Personal information
- Date of birth: 17 January 1987 (age 38)
- Place of birth: Roermond, Netherlands
- Height: 1.82 m (6 ft 0 in)
- Position: Right winger

Youth career
- Swift'36
- VVV-Venlo

Senior career*
- Years: Team / Apps / (Gls)
- 2006–2011: VVV-Venlo / 82 / (9)
- 2009–2010: → AGOVV (loan) / 21 / (2)
- 2011–2012: Fortuna Sittard / 1 / (0)
- Total:  / 104 / (11)

International career
- 2006–2007: Netherlands U20 / 1 / (0)

= Rachid Ofrany =

Dutch-Moroccan footballer

Rachid Ofrany (born 17 January 1987) is a Dutch-Moroccan former professional footballer who played as a right winger.

==Club career==
Ofrany started playing football with Swift'36 from his hometown, Roermond. He was admitted to VVV-Venlo's youth team from a young age, and played for all youth teams, until reaching the first team in summer 2006.

In the 2006–07 season, Ofrany made his debut for VVV on 11 August 2006 in the match against FC Eindhoven. The game ended 1–1, with Ofrany playing all 90 minutes. Shortly after the match, he was offered a professional contract with the club with him signing until 2010. VVV promoted to the Eredivisie, and he had a memorable moment in that season. In the 2–2 match against Ajax, he scored a lob from the half-way line in the 57th minute.

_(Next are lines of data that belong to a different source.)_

PR #2389, opened 2022-11-16
chore: roll to 1.28.0-beta-1668538774000

mxschmitt:
- Add GetByRole Exact
- align selectors handling with upstream
- remove legacy namespace declaration in some of the channels (the rest is good already) moved out into https://github.com/microsoft/playwright-dotnet/pull/2391.

### DIFF
--- a/src/Playwright/Core/Locator.cs
+++ b/src/Playwright/Core/Locator.cs
@@ -374,7 +374,7 @@ internal class Locator : ILocator
         => ((ILocator)this).Locator(GetByRoleSelector(role, new(options)));
 
     public ILocator GetByTestId(string testId)
-        => ((ILocator)this).Locator(GetByTestIdSelector(testId));
+        => ((ILocator)this).Locator(GetByTestIdSelector(TestIdAttributeName(), testId));
 
     public ILocator GetByText(string text, LocatorGetByTextOptions options = null)
         => ((ILocator)this).Locator(GetByTextSelector(text, options?.Exact));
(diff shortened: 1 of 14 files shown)


src/Playwright/Transport/Protocol/Generated/PlaywrightInitializer.cs
```diff
@@ -45,7 +45,7 @@ internal class PlaywrightInitializer
     public List<DeviceDescriptorEntry> DeviceDescriptors { get; set; }
 
     [JsonPropertyName("selectors")]
-    public Core.Selectors Selectors { get; set; }
+    public Core.SelectorsOwner Selectors { get; set; }
```
mxschmitt, line 48: This will get overridden in the next protocol roll, need to think how we should do it. Maybe just a hacky if inside our Generator.

src/Playwright/Core/Locator.cs
```diff
@@ -388,11 +388,13 @@ public ILocator GetByTitle(string text, LocatorGetByTitleOptions options = null)
...
 
+    internal static string TestIdAttributeName() => _testIdAttributeName;
+
     internal static void SetTestIdAttribute(string attributeName)
         => _testIdAttributeName = attributeName;
 
-    internal static string GetByTestIdSelector(string testId)
-        => GetByAttributeTextSelector(_testIdAttributeName, testId, exact: true);
+    internal static string GetByTestIdSelector(string testIdAttributeName, string testId)
+        => $"internal:testid=[${testIdAttributeName}={EscapeForAttributeSelector(testId, true)}]";
```
dgozman, line 397:
```suggestion
        => $"internal:testid=[{testIdAttributeName}={EscapeForAttributeSelector(testId, true)}]";
```

src/Playwright/Core/Selectors.cs
```diff
@@ -22,32 +22,72 @@
...
-    private readonly SelectorsChannel _channel;
+    private readonly HashSet<SelectorsOwner> _channels = new();
+    private readonly List<SelectorsRegisterParams> _registrations = new();
 
-    internal Selectors(IChannelOwner parent, string guid) : base(parent, guid)
+    public async Task RegisterAsync(string name, SelectorsRegisterOptions options = default)
     {
-        _channel = new(guid, parent.Connection, this);
+        options ??= new SelectorsRegisterOptions();
+        var source = ScriptsHelper.EvaluationScript(options?.Script, options?.Path);
```
dgozman, line 41: Why `options?` here, given the previous line?

src/Playwright/Transport/Protocol/Generated/PlaywrightInitializer.cs
dgozman: We can just rename `Selectors` to `SelectorsAPI` and `SelectorsOwner` to `Selectors`.

dgozman (approved):

PR #2390, opened 2022-11-16
chore: review partial classes and merging / removing them

mxschmitt:


src/Playwright/Transport/Channels/ArtifactChannel.cs
```diff
@@ -20,83 +20,71 @@
...
-    internal class ArtifactChannelImpl : Channel<Artifact>
+    internal class ArtifactChannel : Channel<Artifact>
     {
-        public ArtifactChannelImpl(string guid, Connection connection, Artifact owner) : base(guid, connection, owner)
+        public ArtifactChannel(string guid, Connection connection, Artifact owner) : base(guid, connection, owner)
         {
         }
 
-        internal virtual async Task<string?> PathAfterFinishedAsync()
+        internal async Task<string> PathAfterFinishedAsync()
```
dgozman, line 38: Why return type change?

dgozman (approved):

src/Playwright/Transport/Channels/ArtifactChannel.cs
mxschmitt: `#nullable enable` which we have enabled in our generated types, but by default everything is nullable in c#.

PR #2396, opened 2022-11-17
chore: make SendMessageToServerAsync payload type more strict

mxschmitt:


src/Playwright/Transport/Connection.cs
```diff
@@ -118,30 +117,11 @@ public void Dispose()
...
-                {
-                    if (kv.Value != null)
-                    {
-                        sanitizedArgs.Add(kv.Key, kv.Value);
-                    }
-                }
-            }
-            else
-            {
-                foreach (PropertyDescriptor propertyDescriptor in TypeDescriptor.GetProperties(args))
```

On 26 July 2009, it was announced that Ofrany moved to AGOVV on loan. After his return to VVV, he suffered a double fracture in his leg at the end of October 2010. He never fully recovered from this. In 2011, Ofrany left VVV. After a short period at Fortuna Sittard and unsuccessful trials in Thailand, Indonesia and Morocco, Ofrany decided to retire permanently from professional football in 2013.